[[ STUDY MATERIAL open ]]
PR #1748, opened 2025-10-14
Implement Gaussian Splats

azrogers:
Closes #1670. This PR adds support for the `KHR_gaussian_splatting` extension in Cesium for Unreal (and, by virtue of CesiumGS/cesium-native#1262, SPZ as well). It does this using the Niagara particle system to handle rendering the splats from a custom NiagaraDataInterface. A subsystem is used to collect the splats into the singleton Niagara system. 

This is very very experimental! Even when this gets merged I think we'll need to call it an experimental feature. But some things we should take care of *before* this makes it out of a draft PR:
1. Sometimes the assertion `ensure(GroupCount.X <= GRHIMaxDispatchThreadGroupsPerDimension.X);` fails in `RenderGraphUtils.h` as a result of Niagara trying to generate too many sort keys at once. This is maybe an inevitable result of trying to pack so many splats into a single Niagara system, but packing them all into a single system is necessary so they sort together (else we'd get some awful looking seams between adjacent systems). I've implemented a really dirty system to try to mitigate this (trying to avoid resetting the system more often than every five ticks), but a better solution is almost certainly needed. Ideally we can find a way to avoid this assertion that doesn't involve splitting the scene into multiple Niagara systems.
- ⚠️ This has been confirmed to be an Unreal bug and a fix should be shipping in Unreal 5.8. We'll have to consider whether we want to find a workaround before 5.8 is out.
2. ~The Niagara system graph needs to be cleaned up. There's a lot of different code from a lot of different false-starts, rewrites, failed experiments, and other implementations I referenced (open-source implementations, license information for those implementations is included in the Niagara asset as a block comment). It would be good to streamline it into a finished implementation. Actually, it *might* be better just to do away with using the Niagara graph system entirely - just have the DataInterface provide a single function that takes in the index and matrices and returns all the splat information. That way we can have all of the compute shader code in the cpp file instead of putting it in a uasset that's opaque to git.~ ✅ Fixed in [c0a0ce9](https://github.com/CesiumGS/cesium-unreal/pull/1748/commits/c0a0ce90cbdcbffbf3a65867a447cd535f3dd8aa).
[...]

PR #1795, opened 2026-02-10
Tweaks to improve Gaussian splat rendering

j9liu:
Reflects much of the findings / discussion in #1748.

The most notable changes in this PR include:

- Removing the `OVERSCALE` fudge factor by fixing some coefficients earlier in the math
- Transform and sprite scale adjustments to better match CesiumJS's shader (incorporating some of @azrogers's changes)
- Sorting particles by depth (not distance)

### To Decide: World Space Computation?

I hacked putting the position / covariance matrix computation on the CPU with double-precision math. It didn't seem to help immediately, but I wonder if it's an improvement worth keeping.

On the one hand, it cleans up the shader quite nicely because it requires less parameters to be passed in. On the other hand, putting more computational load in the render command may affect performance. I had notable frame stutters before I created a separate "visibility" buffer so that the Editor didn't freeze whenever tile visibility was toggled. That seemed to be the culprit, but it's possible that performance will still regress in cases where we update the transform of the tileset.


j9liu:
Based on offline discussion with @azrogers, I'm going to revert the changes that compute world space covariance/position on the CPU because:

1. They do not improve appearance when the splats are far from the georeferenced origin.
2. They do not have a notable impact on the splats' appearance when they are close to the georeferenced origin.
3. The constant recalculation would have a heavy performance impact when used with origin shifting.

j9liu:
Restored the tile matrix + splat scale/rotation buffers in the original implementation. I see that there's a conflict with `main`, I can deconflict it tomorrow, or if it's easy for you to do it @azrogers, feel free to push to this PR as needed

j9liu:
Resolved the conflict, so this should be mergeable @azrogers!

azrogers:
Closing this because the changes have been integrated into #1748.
[[ STUDY MATERIAL closed ]]
**WORK INSTRUCTIONS**
From the records above, tally every line that includes the word "appearance" and reply with the total by itself.

**EXERCISE SOLUTION**
2